Edwin had enough control of his hands to finally light the cigarette. “I figure it only one way. I was there first, just minding my own business, trying to figure out what I should do. ’Cause see, I knew damn well who fired that shot at the airplane. If Dick thought someone was on to him about those antelope, that’s one thing. He could just shrug and say he was plannin’ to buy some summer lambs. If them antelope don’t like the fence, they can just jump out. But that car and whoever’s inside it? That’s something else. He gets real nervous, thinkin’ that somebody knows. Maybe he thought that I up and told somebody. And so he figures, what the hell. Take a shot. Who’d ever know?” He took a deep drag on the cigarette.
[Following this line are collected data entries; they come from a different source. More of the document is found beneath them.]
PR #4094, opened 2025-04-25
Don't die on collection request failure to Postman API

martinlocklear:
Right now when the Postman source is scanning the postman API, if it gets *any* error back from the API it stops the whole scan.  We should probably just log and continue if this happens, so this makes that change for requests to the *collection* endpoint

This issue popped up when investigating a logged problem with making requests to the Postman API and (likely) sending either a bad collection/workspace id or (also possible) sending a collection or workspace id that we don't have permission to explore to the Postman API.  Still worth looking more into that, but I think that making these errors less visible is worth the tradeoff for still getting _something_ out of a scan.

[Related PR for workspaces](https://github.com/trufflesecurity/trufflehog/pull/4095)

### Checklist:

### DIFF
--- a/pkg/sources/postman/postman.go
+++ b/pkg/sources/postman/postman.go
@@ -202,7 +202,10 @@ func (s *Source) Chunks(ctx context.Context, chunksChan chan *sources.Chunk, _ .
 
 		collection, err := s.client.GetCollection(ctx, collectionID)
 		if err != nil {
-			return fmt.Errorf("error getting collection %s: %w", collectionID, err)
+			// Log and move on, because sometimes the Postman API seems to give us collection IDs
+			// that we don't have access to, so we don't want to kill the scan because of it.
+			ctx.Logger().Error(err, "error getting collection %s", collectionID)
+			continue
 		}
 		s.SetProgressOngoing(fmt.Sprintf("Scanning collection %s", collectionID), "")
 		s.scanCollection(ctx, chunksChan, Metadata{}, collection)
@@ -302,7 +305,10 @@ func (s *Source) scanWorkspace(ctx context.Context, chunksChan chan *sources.Chu
 		}
 		collection, err := s.client.GetCollection(ctx, collectionID.UUID)
 		if err != nil {
-			return err
+			// Log and move on, because sometimes the Postman API seems to give us collection IDs
+			// that we don't have access to, so we don't want to kill the scan because of it.
+			ctx.Logger().Error(err, "error getting collection %s", collectionID)
+			continue
 		}
 		s.scanCollection(ctx, chunksChan, metadata, collection)
 	}
--- a/pkg/sources/postman/postman_test.go
+++ b/pkg/sources/postman/postman_test.go
@@ -335,6 +335,141 @@ func TestSource_ScanGeneralRateLimit(t *testing.T) {
 	}
 }
 
+func TestSource_BadPostmanCollectionApiResponseDoesntEndScan(t *testing.T) {
+	// The goal here is to make sure that, if we get a bad ID for a collection (or some other request issue) and the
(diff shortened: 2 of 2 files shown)


pkg/sources/postman/postman.go
```diff
@@ -199,7 +199,10 @@ func (s *Source) Chunks(ctx context.Context, chunksChan chan *sources.Chunk, _ .
 
 		collection, err := s.client.GetCollection(ctx, collectionID)
 		if err != nil {
-			return fmt.Errorf("error getting collection %s: %w", collectionID, err)
+			// Log and move on, because sometimes the Postman API seems to give us collection IDs
+			// that we don't have access to, so we don't want to kill the scan because of it.
+			ctx.Logger().V(2).Error(err, "error getting collection %s", collectionID)
```
rosecodym, line 204: We do not currently log errors above level 0 anywhere. The idea has come up in conversation a few times, and might be something we want to change, but right now this is a deviation from a very solid standard.

martinlocklear: I think I remember reading that somewhere - thanks for pointing that out.   I did a little poking around and it looks like the GCP analyzer has [recently](https://github.com/trufflesecurity/thog/commit/c596ac5e7b5f1b7023a9a20912f1320a54399e1c) (past couple of weeks) started doing it, for a contextually similar situation I think.

https://github.com/trufflesecurity/thog/blob/c596ac5e7b5f1b7023a9a20912f1320a54399e1c/scanner/pkg/analyzers/gcp/analysis.go#L283

martinlocklear: Not sure if that means we want to continue the pattern or not - I'm not familiar with the pros/cons of the situation

pkg/sources/postman/postman_test.go
```diff
@@ -334,6 +335,138 @@ func TestSource_ScanGeneralRateLimit(t *testing.T) {
...
+	// check that the third one was properly requested
+	defer gock.Off()
+
+	// IDs we'll use later
+	userId := "12345678"
+	id1WorkspaceGood := "1f0df51a-8658-4ee8-a2a1-d2567dfa09a9"
+	id1CollectionGood := "dac5eac9-148d-a32e-b76b-3edee9da28f7"
+	id2CollectionBad := "12ece9e1-2abf-4edc-8e34-de66e74114d2"
+	id3CollectionGood := "f695cab7-6878-eb55-7943-ad88e1ccfd65"
+	uid1CollectionGood := fmt.Sprintf("%s-%s", userId, id1CollectionGood)
```
casey-tran, line 351: Since the collection with id 1 is supposed to have a malformed response body, do we want to name it `id1CollectionBad` and `id1CollectionBad`?

casey-tran (commented):
Thanks for the non-fatal error implementation!

pkg/sources/postman/postman_test.go
martinlocklear: Absolutely

pkg/sources/postman/postman.go
rgmz: Isn't `.V(...)` a no-op with `.Error(...)`? I swear it always logs.

martinlocklear: Looks like [you're right](https://github.com/go-logr/logr/blob/master/logr.go#L287C17-L288C20) @rgmz 

I"m wondering now if it makes more sense to log these `Info` rather than error.

martinlocklear: Just stripped off the verbosity

martinlocklear: Created a [quick PR](https://github.com/trufflesecurity/trufflehog/pull/4097) to remove the extraneous call to `V` in a couple of other places

casey-tran (approved):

“Anyway, he come in to the Pierpoint, and I didn’t want to talk to him much, so I just left. Almost got to my truck when he caught up with me. First thing he said was, ‘You remember what I told you.’ He said he didn’t like all those federal agents pokin’ around any more than we did, but if I made any kind of trouble, he’d fix it so that Johnny or the boy, or maybe me, got blamed for it.”
“The shell casings,” I said.
“Don’t know about that,” Edwin said. “I kind of lost my temper and said something like, ‘You can just go to hell.’ I’d just about decided that I was doin’ the wrong thing, not going to the police. He kind of pushed me like, and then one thing led to another. I banged my knee and damn near saw stars, and then he up and kicked me. I said something like, ‘That’s it. I can goddam crawl to the sheriff’s office if I need to.’ And then he jerked a jack handle out of the back of his truck and started to come down on me with that. I stuck him.”
“Your knife?”
Edwin Boyd nodded. “Sure as hell is. It’s probably still in him, too.”
“And then you drove back here?”
“Fast as I could. I figured the best thing to do was to tell you just exactly what I know, and mark the spot.” He gestured with the cigarette. “And so there it is.” He looked up at me. “I guess you got to arrest me, don’t you?”
“Yes.”
Johnny Boyd sat down on the dozer track beside his brother. “It’s going to work out,” he said. “You just tell that same story to Judge Hobart and you’ll be home before first light.”
I turned to Tom Pasquale. “Go ahead,” I said. He started to reach for his cuffs. “Just be gentle.” He nodded, and Edwin Boyd stood up and offered his wrists. As I walked back toward the car, I could hear the deputy intoning the Miranda rights.
I sat down on the front seat, my feet still on the ground. The sky overhead was as clear as I’d ever seen it, a vast wash of stars from one horizon to another. Estelle appeared by the door.
“Are you all right?” she asked.
“Sure,” I said. “Ready for bed, I guess. I was just wondering who will end up with the Finnegans’ ranch. Charlotte isn’t going to be able to cope.”
“The Boyds, I imagine,” Estelle said. “Nothing worked out quite the way Dick Finnegan would have liked, if Edwin’s story holds up.”
“Oh, it’ll hold up,” I said. “But I don’t much look forward to finding out who’s in that car under there.”
“Somebody who had an easy hunt out of season and then tried to pull a fast one by refusing to pay. Dick Finnegan was too strapped for cash to let that happen. That’s what I’d be willing to bet,” Estelle said.
“The one thing I’ve learned in all this time,” I said, “is not to make bets with you.”
Edwin Boyd had been accurate as hell in what he’d remembered. Thirty-six inches down, the massive bucket of one of Posadas County’s front loaders struck the roof of the car, and in another twenty minutes, the pathetic, crushed thing was hauled out and parked on the surface. Chris Lucero, the county employee who’d been shagged out of bed to dig up the prairie, shut down the machine and looked first at the car, then at me.
“Fun times,” he said.
It wasn’t, and the dozer had done a fair enough job of crushing the little tin can that it took Bob Torrez and Tom Pasquale nearly an hour using power jaws to pry part of it open. With a little imagination, the occupants appeared to be two men.